Validate config. If the workflow config is invalid — missing tracker credentials, a bad state name, an unparseable template — Sortie skips dispatch for this tick but keeps reconciling. The service stays alive. This matters because config errors are transient: an operator will fix them, and when they do, Sortie picks up the fix without a restart. Crashing on config errors would kill all in-flight agent sessions, which is a far worse outcome than skipping one poll cycle.

Fetch and sort candidates. Sortie queries the tracker for issues in active states, then filters: already claimed? already running? blocked by a non-terminal issue? What survives is the dispatch-eligible candidate list, sorted by priority ascending (priority 1 before priority 4, nulls last), then by creation date oldest first, then by identifier as a tiebreaker. The sort order encodes a policy: high-priority old issues should not starve behind low-priority new ones.

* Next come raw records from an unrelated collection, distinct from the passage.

PR #2151, opened 2021-08-02
Update fn_selfActions.sqf

looter809:
Fix players not being able to lock a safe that they do not have the combination for.


worldwidesorrow (commented):
We still need to check that the cursor target is a vault, locked or unlocked. Otherwise the re-enter combination self action will be added for other objects. So we can use this:

if (_isClose && !keypadCancel && {(_typeOfCursorTarget in (DZE_LockedStorage + DZE_UnLockedStorage))  && {_characterID != "0"}}) then {

looter809:
Oh that’s very true. Good catch

looter809 (commented):
Updated as worldwidesorrow suggested

PR #2158, opened 2021-11-07
Add missing urals (credit to Kitty on Discord)

ZzBombardierzZ:


ZzBombardierzZ:
I just noticed that maybe I should have done all INS urals above the CDF urals, as that is what seems to be the pattern

PR #2162, opened 2021-12-05
Update server_verifySender.sqf

ZzBombardierzZ:
Fixes issue with objects being placed over water not being saved to hive. 
_objPos's position is gotten through getPosATL in the modular_build.sqf and player_build.sqf files, and by not comparing to the player's ATL position causes server_verifySender to throw the error "%1 error: Verification failed, player is too far from object. Distance: %2m/%3m limit PV ARRAY: %4"

### DIFF
--- a/SQF/dayz_server/compile/server_verifySender.sqf
+++ b/SQF/dayz_server/compile/server_verifySender.sqf
@@ -20,7 +20,7 @@ _exitReason = call {
 	//If object or player is null distance returns 9999+
 	//If object or player was moved with setPos on client, position takes a second to update on server
 	//Coordinates can be used in place of object
-	if (_objPos distance _player > (Z_VehicleDistance + 10)) exitwith {
+	if (_objPos distance getPosATL _player > (Z_VehicleDistance + 10)) exitwith {
 		format["%1 error: Verification failed, player is too far from object. Distance: %2m/%3m limit PV ARRAY: %4",_function,round (_objPos distance _player),Z_VehicleDistance + 10,_params]
 	}; 
 	if (_index < 0) exitwith {


AirwavesMan:
The whole building system got a big overhaul in 1.0.7.1. and change will no longer be needed. But it is possible that we need it for the other checks which server_verifySender is used for. I will take at look at it.

ZzBombardierzZ:
Ok, I may be wrong but I just looked into the new build system and I still think that building over water would be an issue without the change I made, but I could be wrong. 

The issue is not the object position, as the _tmpBuilt position as it is and in 1.0.7.1 is converted to ATL before sending to the server. The issue is when requesting to build something to the server sends the player as an object, and when the server verifies the object position with the distance of the player, it is wrong unless you use getPosATL on the player object.

Here's a screenshot of what I mean: https://ibb.co/d40nyk3   and remember that the object's position is sent as ATL which is correct. In the screenshot you can see that I am 53m over the bottom of the ocean, because when using distance from the ATL position to the actual position it returns 53. Meanwhile, server_verifySender gets upset if the distance between the obj and the player is greater than the vehicle trader distance (Z_VehicleDistance) + 10.

AirwavesMan:
I understood what you mean. The actual changes of the modular_build are not live so far. Im also not able to reproduce the bulding problem with building on water but the new modular_build will handle that anyway. I just want to make sure that the position check will not be a problem with the other functions. It shoud not be a problem but better to check that twice since it is a critical function.

ZzBombardierzZ:
To reproduce in 1.0.7 (and possibly 1.0.7.1), go out to sea at least 50-100m from shore -I used about 20 2x2 metal floors- and try to build a base. The _tmpBuilt stays for the restart but if you check the server.rpt while building, the verifySender throws publish failure logs, and the objects are not saved to the database, thus not there after restart.

I was also concerned that it may cause issues with other functions but I don't really think it should. Of course, you would know better though.

AirwavesMan:
Fixed with https://github.com/EpochModTeam/DayZ-Epoch/commit/5dafe02553a6c9a805c4c8d3aced472563959a8c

Dispatch. Eligible issues fill available slots. Each dispatch atomically claims the issue (preventing any other tick from dispatching it), optionally transitions it to an in-progress tracker state, posts an optional dispatch comment, creates or reuses a workspace, renders the prompt, and launches an agent session. The in-progress transition and comment are both off by default — when enabled, failures are logged but do not block dispatch. Slots are bounded globally by max_concurrent_agents and optionally per tracker state by max_concurrent_agents_by_state. Per-state limits exist because different workflow stages have different resource profiles — a “Code Review” state that blocks on human feedback may need fewer concurrent agents than an “In Progress” state where agents work autonomously.

The key design choice here is simplicity. One goroutine, one tick at a time, no parallel scheduling. All state mutations are serialized through a single authority. This makes the state machine auditable: you can reason about every transition without worrying about concurrent access or distributed coordination. The trade-off is latency — dispatch speed is bounded by the poll interval, not by event speed. Sortie is a poller, not an event-driven system. This is deliberate. Trackers have unreliable or nonexistent webhook support, and polling works universally across every tracker adapter without requiring special infrastructure.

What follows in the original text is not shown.